What is needed.
What number of lines in the entries hold the string "ifdef"? Answer with it alone.

Supplied data.
PR #1665, opened 2015-11-06
Replace curl with wget; see #1567

callahad:
Let's see if this passes CI...

(it should, but there are some subtleties in curl vs wget that I'm going to double-check while CI runs)

### DIFF
--- a/Makefile
+++ b/Makefile
@@ -99,11 +99,10 @@ plugn:
 	tar xzf /tmp/plugn_latest.tgz -C /usr/local/bin
 
 docker: aufs
-	apt-get install -qq -y curl
 	egrep -i "^docker" /etc/group || groupadd docker
 	usermod -aG docker dokku
 ifndef CI
-	curl -sSL https://get.docker.com/ | sh
+	wget -nv -O - https://get.docker.com/ | sh
 ifdef DOCKER_VERSION
 	apt-get install -qq -y docker-engine=${DOCKER_VERSION} || (apt-cache madison docker-engine ; exit 1)
 endif
@@ -123,7 +122,7 @@ ifdef BUILD_STACK
 else
 ifeq ($(shell echo ${PREBUILT_STACK_URL} | egrep -q 'http.*://|file://' && echo $$?),0)
 	@echo "Start importing herokuish from ${PREBUILT_STACK_URL}"
-	docker images | grep gliderlabs/herokuish || curl --silent -L ${PREBUILT_STACK_URL} | gunzip -cd | docker import - gliderlabs/herokuish
+	docker images | grep gliderlabs/herokuish || wget -nv -O - ${PREBUILT_STACK_URL} | gunzip -cd | docker import - gliderlabs/herokuish
 else
 	@echo "Start pulling herokuish from ${PREBUILT_STACK_URL}"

Task answer.
2